«Continuità non vuol dire conservazione. Dovremo aprirci pienamente al cambiamento e all'innovazione, come è avvenuto in passato nei momenti importanti della storia della Banca d'Italia». Contenuta nella mail inviata ieri a colleghe e colleghi da Fabio Panetta, neo governatore di Bankitalia, la frase vale di fatto come un pilastro programmatico e racconta molto della storia, anche recente, del banchiere centrale che ha preso le redini di Via Nazionale al posto dell'uscente Ignazio Visco.

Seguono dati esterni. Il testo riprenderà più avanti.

Issue #3209, opened 2026-08-27
Decode fairness retains only 13–23% of solo generation throughput during concurrent long prefill on oMLX 0.6.3


yourlocalplanet:
### Environment

- oMLX: 0.6.3 final
- MLX: 0.32.0
- mlx-lm: 0.31.3
- macOS: 26.5.1 (25F80)
- Hardware: Mac Studio with Apple M3 Ultra and 256 GB memory
- Max concurrent requests: 3
- Chunked prefill: enabled
- Decode fairness: enabled
- Prefill priority: Speed
- Memory guard: Balanced
- TurboQuant KV: disabled
- Lightning MTP: enabled unless otherwise specified

### Summary

While one request processes a fresh 60K-token prompt, an unrelated 1K-token request retains only 13–24% of its solo generation throughput.

This reproduces across both the dense Qwen3.8-27B model and the MoE Qwen3.6-35B-A3B model. Unique prompts were used to prevent prefix-cache hits, and no other requests were active.

The slowdown also persists with Lightning MTP disabled.

### Qwen3.8-27B AWQ with ANE and MTP enabled

- 1K request running alone: 62.9 tok/s
- 1K request during concurrent 60K prefill: 14.7 tok/s
- Retained throughput: 23.4%
- Short-request TTFT during contention: 6.20 seconds
- Long-request TTFT: 200.05 seconds
- Long-request decode speed: 30.9 tok/s
- Solo MTP acceptance: approximately 81%
- Contended MTP acceptance: approximately 57%

### Qwen3.8-27B AWQ with ANE disabled and MTP enabled

- 1K request running alone: 67.9 tok/s
- 1K request during concurrent 60K prefill: 8.9 tok/s
- Retained throughput: 13.0%
- Short-request TTFT during contention: 5.96 seconds
- Long-request TTFT: 236.55 seconds
- Long-request decode speed: 30.2 tok/s
- Solo MTP acceptance: approximately 88%
- Contended MTP acceptance: approximately 55%

Enabling Qwen ANE prompt processing improves the contended Qwen3.8 decoder from 8.9 to 14.7 tok/s. ANE is therefore mitigating the problem rather than causing it.

### Qwen3.8-27B AWQ with ANE enabled and MTP disabled

- 1K request running alone: 36.56 tok/s
- 1K request during concurrent 60K prefill: 8.91 tok/s
- Retained throughput: 24.4%
- Short-request TTFT during contention: 5.56 seconds
[...]

Issue #2031, opened 2026-06-28
Prefill is serialized at batch=1 — batched/mixed prefill to cut TTFT under concurrency


coredo-eu:
> Date: 2026-06-28. Build observed: oMLX 0.4.3 (260609215353-macos26-tahoe), mlx 0.31.2, Mac Studio M3 Ultra 512GB.

---

## Summary
oMLX runs **all prefill itself, one request at a time at batch dim 1**, and uses mlx-lm's `BatchGenerator` purely as a **decode-only** continuous batcher. Under concurrent load, N simultaneous prompts prefill strictly sequentially, so time-to-first-token grows **linearly with concurrency**. The native mlx-lm batched-prefill path (`PromptProcessingBatch`) exists but is deliberately bypassed.

This is a **latency** issue (tail TTFT under concurrency), not a raw-throughput one — see the honest framing in "Expected impact".

## Evidence (measured on our box)

**Empirical — prefill scales linearly with concurrency (= serial):** firing N concurrent distinct ~1500-token prompts with `max_tokens=1` (pure prefill):

| N concurrent | wall time | wall/N |
|---|---|---|
| 1 | 4.8 s | 4.8 s |
| 2 | 10.7 s | 5.3 s |
| 4 | 18.1 s | 4.5 s |
| 8 | 37.6 s | 4.7 s |

`wall/N` is flat → 8 prompts take ~8× one prompt. If prefill were batched, wall/N would drop with N.

**A single prefill already saturates the GPU** (98% util, 132 W on M3 Ultra) — so this is about *scheduling/latency*, not unused compute. Decode is bandwidth-bound (≈94% occupancy, ~50 W).

## Where it happens (oMLX 0.4.3 source)
- `scheduler.py:1602` — `BatchGenerator(prefill_batch_size=1, …)` constructed with batch=1.
- `scheduler.py:4570-4573` — docstring: *"Each request is prefilled externally before being inserted into BatchGenerator, so prefill_batch_size=1 is always used."*
- `scheduler.py:1716` `_do_external_prefill` / `:2172` `_step_prefill_chunk` — each runs `self.model(chunk, cache=state.cache)` with `chunk` shape `(1, n)` — one request, one cache.
- `scheduler.py:2388` `_advance_chunked_prefills` — per-request loop; `chunked_prefill=true` only **interleaves** one chunk per request per step, still batch=1 each.
- `scheduler.py:4590` `_schedule_waiting` — admits/prefills new requests one at a time.
[...]

PR #3487, opened 2026-09-06
fix(scheduler): yield between contended prefill chunks

chenqianhe:
## Summary

Close two enforcement gaps in the existing decode-fairness policy:

1. In-flight prefills could continue executing back-to-back after an earlier chunk had accrued decode debt.
2. Non-embedding external prefills did not accrue corresponding debt, allowing consecutive short requests to bypass the intended admission pacing.

This PR reuses the existing fairness mechanism introduced in #2633. It does not introduce a new scheduling policy, implement batched prefill, or change the fairness configuration.

## Background

The decode-starvation discussion in https://github.com/jundot/omlx/issues/2031#issuecomment-5161710821 identified that `_advance_chunked_prefills()` advances one chunk for each in-flight request before returning to decode. As concurrency increases, multiple prefill chunks can therefore accumulate ahead of the next decode step.

PR #2633 introduced time-based decode debt, shared hold deadlines, and contended chunk sizing to address this class of problem.

The remaining issue addressed here is enforcement: the existing policy was not consistently observed between consecutive prefill operations.

### The in-flight loop only had an outer fairness check

`step()` checks `_prefill_gate_open()` before calling `_advance_chunked_prefills()`. However, the latter previously continued through every in-flight prefill request without checking the gate again.

A chunk could accrue decode debt, or another engine could extend the shared hold deadline, while the current loop continued submitting more prefill work.

With a local decoder already running, the effective ordering could be:

```text
Check gate
→ prefill A
→ prefill B
→ prefill C
→ decode
```

Limiting each individual chunk does not bound the uninterrupted interval formed by several consecutive chunks.

### Short external prefills were not included in debt accounting

Short prompts can take `_do_external_prefill()` instead of the resumable chunked-prefill path.

That path did not accrue decode debt for its non-embedding prefill work. Consequently, `_schedule_waiting()` could prefill several short requests consecutively while an existing request was decoding.

### Recheck fairness before advancing each in-flight request

Call `_prefill_gate_open()` immediately before `_step_prefill_chunk()`.

The loop now stops when newly accrued local debt or an updated shared hold requires yielding. The existing scheduler then continues to decode or observes the cross-engine hold, as appropriate.

This does not impose a fixed one-prefill/one-decode alternation. Further prefill proceeds when the existing fairness policy permits it.

### Preserve fair progress when yielding

Place the unprocessed suffix of the prefill queue ahead of requests that already advanced.

For example:

```text
Current queue: A, B, C
A advances and closes the gate
Next queue: B, C, A
```

This avoids repeatedly restarting with the same already-advanced request after each yield. Relative order is preserved within both the deferred and already-advanced portions of the queue.

The helper's docstring is updated to describe this behavior.

### Account for non-embedding external prefill

When `vlm_embeds is None`, call `_accrue_decode_debt()` after each external-prefill chunk's existing synchronization and cache cleanup, using the measured elapsed chunk time.

The next admission check can then observe the work just performed.

This does not make `_do_external_prefill()` resumable, and does not extend the new accounting to the VLM embeddings path.

### Reuse the same gate for new-request admission

Replace the duplicated debt/hold condition in `_schedule_waiting()` with `_prefill_gate_open()`.

In-flight prefill advancement and new-request admission now consult the same existing predicate instead of maintaining separate versions of the fairness check.

## Scope and compatibility

- No new configuration fields or changes to existing defaults.
- No changes to the fairness ratio or contended chunk-sizing constants.
- No batched prefill, mixed prefill/decode, or new per-step token budget.
- No changes to model kernels, sampling, KV-cache formats, memory-estimation formulas, or public APIs.
- No redesign of VLM or speculative prefill scheduling.
- With fairness disabled, all eligible in-flight requests continue advancing as before.
- Without decode contention or an applicable hold, no artificial prefill wait is introduced.

The production change is limited to the scheduler: 11 added lines and 8 removed lines, including the docstring update. The remainder of the diff adds regression tests.

## Validation

Tests were run against an isolated snapshot of the committed patch, without the separate, uncommitted batched-prefill work.

### Red/green regression check

| Revision | Test set | Result |
| --- | --- | --- |
| Parent commit `e467261e`, with the new regression tests added | 8 new cases | 6 failed, 2 passed |
| This commit `9d4b011f` | New cases and existing related suites | 112 passed |

The new cases cover:

- Rechecking local debt between chunks and rotating requests across repeated yields.
- Observing a shared hold established by another prefilling engine.
- Preserving behavior without contention and with fairness disabled.
- A completed prefill introducing decode contention during the loop.
- Missing or aborted prefill state without discarding remaining requests.
- Deferring new admission after an in-flight chunk accrues debt.
- Debt accounting across consecutive short external prefills.

## Trade-offs and limitations

This is a fairness correctness fix, not a throughput optimization claim.

Under contention, prefill completion or new-request admission may take longer because existing decode requests receive execution opportunities before additional prefill work. That is the intended trade-off.

Yielding remains cooperative: the scheduler cannot preempt an executing Metal operation. This PR does not establish a hard latency deadline or a strict GPU-time guarantee.

## Related work

- Follow-up to #2633.
- Related to the decode-starvation discussion in #2031, especially https://github.com/jundot/omlx/issues/2031#issuecomment-5161710821. Batched and mixed prefill remain outside this PR's scope.
- Related to #3209, which reports continued decode degradation during concurrent long prefill. This patch has not been validated against that issue's full workload and does not claim to resolve it completely.

> ps: I'm trying to introduce Batched prefill, and this is some preliminary work.

### DIFF
--- a/omlx/scheduler.py
+++ b/omlx/scheduler.py
@@ -3842,6 +3842,8 @@ class Scheduler:
 
             # Reclaim Metal intermediates between prefill chunks.
             Scheduler._clear_cache(self)
+            if vlm_embeds is None:
+                self._accrue_decode_debt(time.perf_counter() - _trace_chunk_start)
             if getattr(request, "benchmark_trace", False):
                 _trace_total_ms = (
                     time.perf_counter() - _trace_chunk_start
@@ -5743,12 +5745,12 @@ class Scheduler:
         scheduled: "list[Request]",
         rejected: "list[RequestOutput]",
     ) -> None:
-        """Process one prefill chunk per in-flight chunked-prefill request.
+        """Advance in-flight prefills until decode fairness requires a yield.
 
         Called at the start of each step() before _schedule_waiting(). Each
-        call advances every request in self.prefilling by one prefill_step_size
-        chunk. When a request's prefill completes it is inserted into
-        BatchGenerator and moved to self.running.
+        request advances by at most one chunk. Deferred requests precede
+        already-advanced requests in the next round. Completed prefills are
+        inserted into BatchGenerator and moved to self.running.
 
         Args:
             scheduled: The step's running list of newly-scheduled requests;
@@ -5771,6 +5773,10 @@ class Scheduler:
             # _do_abort_request() between steps — just skip it.
             if state is None:
                 continue
+
+            if not self._prefill_gate_open():
+                still_prefilling.extendleft(reversed(pending_prefills[index:]))
+                break
 
             try:
                 done = self._step_prefill_chunk(state)
@@ -10414,10 +10420,7 @@ class Scheduler:
             # admissions. This is also the per-step admission budget —
             # prefills can no longer chain back-to-back inside one step
             # while decodes wait.
-            if self._decode_fairness and (
-                (self.running and self._decode_time_owed_s > 0.0)
-                or time.perf_counter() < self._prefill_hold_deadline()
-            ):
+            if not self._prefill_gate_open():
                 break
 
             # Store-cache backpressure: when the post-completion pipeline is
--- a/tests/test_prefill_fairness_budget.py
+++ b/tests/test_prefill_fairness_budget.py
@@ -1,0 +1,292 @@
+"""Regressions for sharing decode time between consecutive prefill forwards."""
+
+from itertools import count
+from types import SimpleNamespace
+from unittest.mock import MagicMock, patch
+
+import mlx.core as mx
+import pytest
+
+from omlx.decode_activity import get_decode_activity
+from omlx.prefill_progress import get_prefill_tracker
+from omlx.request import Request, SamplingParams
+from omlx.scheduler import (
+    Scheduler,
+    SchedulerConfig,
+    _PrefillAbortedError,
+    _PrefillState,
+)
+
+
+@pytest.fixture(autouse=True)
+def isolated_activity():
+    get_decode_activity().clear()
+    get_prefill_tracker().clear()
+    with patch("omlx.scheduler._sync_and_clear_cache"):
+        yield
+    get_decode_activity().clear()
+    get_prefill_tracker().clear()
+
+
+@pytest.fixture
+def clock(monkeypatch):
+    current = SimpleNamespace(now=100.0)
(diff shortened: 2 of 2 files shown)


jundot:
Thanks for closing these fairness gaps. I compared current main (`83279204`) against main with only this scheduler patch applied, using Qwen3.6-35B-A3B 4bit on an M3 Ultra. I ran A/B/B/A with fresh servers and warmup, chunked prefill and decode fairness enabled, and cache, Lightning MTP, and ANE disabled.

Mean end-to-end completion time across two runs per version:

| Workload | Main | With patch | Aggregate output throughput change |
|---|---:|---:|---:|
| 1K alone | 1.51s | 1.50s | +1.0% |
| 16K alone | 7.37s | 7.38s | -0.2% |
| Concurrent 60K + 1K | 37.67s | 37.77s | -0.3% |
| Three 16K prompts + a short arrival | 21.91s | 22.32s | -1.8% |
| Active decode + four short arrivals | 5.91s | 5.97s | -1.1% |

I also measured the short request's waiting time while three 16K prefills were running:

| Metric | Main run 1 | Main run 2 | Patched run 1 | Patched run 2 |
|---|---:|---:|---:|---:|
| TTFT | 5.98s | 5.99s | 4.95s | 4.96s |
| Longest output gap | 1.64s | 4.57s | 0.58s | 0.58s |
| End-to-end completion | 8.62s | 13.19s | 7.57s | 7.57s |

When four short requests arrived during an active decode, that decoder's longest output gap also fell from 0.483s to 0.239s on average. These are client-observed SSE gaps, not measurements of GPU time allocation, and not every output-gap percentile improved.

The trade-off is visible: one long request started decoding earlier and its measured decode rate fell about 26% while sharing time with remaining prefills, but its end-to-end completion improved about 1%. Later short arrivals in the burst waited about 0.10s longer for their first token. All measured requests completed at the requested output length, with zero cache hits and no server errors.

The single-prefill control case (60K + 1K) stayed at about 29 tok/s for the short request, while the multiple-prefill case showed shorter output stalls. This matches the patch's scope: enforcing the existing fairness gate between consecutive prefill operations. With at most about 1.8% lower aggregate throughput in these workloads, the trade-off looks reasonable to me. LGTM, I'll merge this.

Il cambiamento e l'innovazione, infatti, sono la sua cifra distintiva e hanno preso forma col progetto Euro Digitale, entrato nella fase di test e portato avanti con determinazione quale presidente dell'omonima task force su incarico del board della Bce. Un compito svolto con una dedizione che gli è valsa anche la stima della presidente Christine Lagarde, alla quale Panetta non ha però fatto sconti quando si è trattato di condividere le linee di politica monetaria. Del resto è nota la sua prudenza di fronte ai rialzi dei tassi a raffica, soprattutto quando pubblicamente ha invitato la presidente e i falchi a «non guidare come un pazzo a fari spenti nella notte». Nel suo invito a non perseverare nella «conservazione» il riferimento non è solo all'Italia, ma anche a un certo modo di fare cose in Europa che dovrebbe essere cambiato in vista della riforma del Patto di stabilità e di una politica monetaria non solo in funzione dei desiderata di Berlino.
Dalla mail del nuovo capo di Bankitalia filtra anche una certa umiltà quando descrive sentimenti contrastanti nell'«occupare la posizione che è stata di uomini illustri», ma anche «l'ambizione di essere all'altezza dei miei predecessori». A partire dal predecessore Visco, al quale riserva nella parte finale dello scritto un saluto affettuoso, affermando di essere legato a lui da «una consuetudine di lavoro che è divenuta nel tempo un rapporto di fiducia e di amicizia».
Panetta sa che gli impegni che attendono la Banca d'Italia in questa fase tumultuosa «sono molti e onerosi». Soprattutto perchè «le aspettative sui risultati del nostro lavoro sono come sempre assai elevate».
Anche se, nel tornare nell'istituto in cui è entrato nel 1985 e dal quale si è separato una prima volta dopo quasi 35 anni, sa bene di poter contare «sulla dedizione», «l'attitudine a servire» e la «professionalità» del personale. Già perché «sarebbe ingenuo pensare che la nomina del governatore possa essere sufficiente, da sola, a conservare la credibilità che la Banca d'Italia ha acquisito in 130 anni di storia sia in Italia sia all'estero».